Signer comments on Thoughts on the impact of RLHF research

Signer 25 Jan 2023 19:53 UTC
4 points
0

Avoiding RLHF at best introduces an important overhang

But it would be better if we collectively then decided not to rush forward anyway, right?

And I still don’t get why do you expect the future environment, where somewhat-aligned superhuman AIs are available, to be better for alignment work. Like, sure, automatic idea generator and verifier may be useful, but it’s also useful for reckless people. And, intuitively, the more advanced AI is, the less I would trust it.
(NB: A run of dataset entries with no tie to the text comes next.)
PR #1206, opened 2024-05-09
feat: standardize to UTC in the clickhouse db

callicles:
Screenshot 2024-05-09 at 2 54 36 PM


phiSgr:
Is this a stop gap before we decide how best to handle time zones, or do we really want to use discard the timezone information?

callicles:
Hum I don't think this is discarding the timezone - this is converting everything to UTC, ie reading the timezone as input when parsing the date and then converting to UTC. 

It is standardizing storage.

phiSgr:
I think clickhouse can distinguish "3PM UTC-7" and "6PM UTC-4".

phiSgr (approved):

PR #1218, opened 2024-05-10
store the data model in clickhouse

phiSgr:


apps/framework-cli/src/cli/routines.rs
```diff
@@ -260,6 +261,16 @@ pub async fn start_development_mode(project: Arc<Project>) -> anyhow::Result<()>
     let (framework_object_versions, version_syncs) =
         initialize_project_state(project.clone(), &mut route_table).await?;
 
+    {
+        let mut client = get_pool(&project.clickhouse_config).get_handle().await?;
```
callicles, line 265: Is the client thread safe?

feels a weird location to have that in a closure

callicles (approved):
Looks good to me - small question about the client and instanciation but we could solve it in a subsequent PR

apps/framework-cli/src/cli/routines.rs
phiSgr: I think the pool is thread safe but the client is not.

PR #1221, opened 2024-05-10
Olivia/product update 1 v2

okane16:
Blog revisions


callicles (approved):

callicles:
Not sure if our rendering is compatible with it but would be amazing to have synthax highlighting on the code

okane16:
Ideally would like to have a component for the code blocks so we could get the syntax highlight, going to merge and investigate for this and future posts

PR #1225, opened 2024-05-13
Consumption in prod

georgevanderson:


apps/framework-cli/src/cli/routines/consumption.rs
```diff
@@ -0,0 +1,96 @@
...
+            )
+        })?;
+
+    Ok(RoutineSuccess::success(Message::new(
+        "Created".to_string(),
+        format!("consumption api {}", apis_file_path.display()),
+    )))
+}
+
+pub fn start_consumption_process(project: &Project) -> anyhow::Result<()> {
```
DatGuyJonathan, line 51: What's calling this function?

apps/framework-cli/src/framework/typescript/templates.rs
```diff
@@ -422,6 +422,34 @@ export default {
...
+  
+interface Aggregation {
+  select: string;
+  orderBy: string;
+}
+
+export default {
+  select: ``,
+  orderBy: "",
+} satisfies Aggregation as Aggregation;
```
DatGuyJonathan: Should these aggregation stuff be removed from the api file?

DatGuyJonathan (approved):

So “lets try as hard as we can to advance civilization, because more advanced civilization will be better at alignment” seem like a very risky plan.
- paulfchristiano 26 Jan 2023 17:25 UTC
  5 points
  0
  Parent
  But it would be better if we collectively then decided not to rush forward anyway, right?
  Yes, that seems consistent with my post.
  And I still don’t get why do you expect the future environment, where somewhat-aligned superhuman AIs are available, to be better for alignment work. Like, sure, automatic idea generator and verifier may be useful, but it’s also useful for reckless people. And, intuitively, the more advanced AI is, the less I would trust it.
  I mostly think that AI doing research will accelerate both risk and alignment, so we’re aiming for it to be roughly a wash.
  But having nearly-risky AI to study seems incredibly important for doing good alignment work. I think this is a pretty robust bet.
  So “lets try as hard as we can to advance civilization, because more advanced civilization will be better at alignment” seem like a very risky plan.
  That’s not the plan. I’m saying to do the work that seems most useful for alignment even if it has modest capability benefits, and that for some kinds of capability benefits the apparent cost is less than you’d think because of these overhang effects.
  - Signer 26 Jan 2023 19:34 UTC
    3 points
    0
    Parent
    
    I mostly think that AI doing research will accelerate both risk and alignment, so we’re aiming for it to be roughly a wash.
    
    Yeah, I don’t understand why it would be a wash, when destructive capabilities are easier than alignment (humans already figured out nukes, but not alignment) and alignment is expected to be harder for more advanced AI. Even without straight misalignment risk, giving superhuman AI to the current civilization doesn’t sound like stability improvement. So without specific plan to stop everyone from misusing AI it still sounds safer to solve alignment without anyone building nearly-risky AI.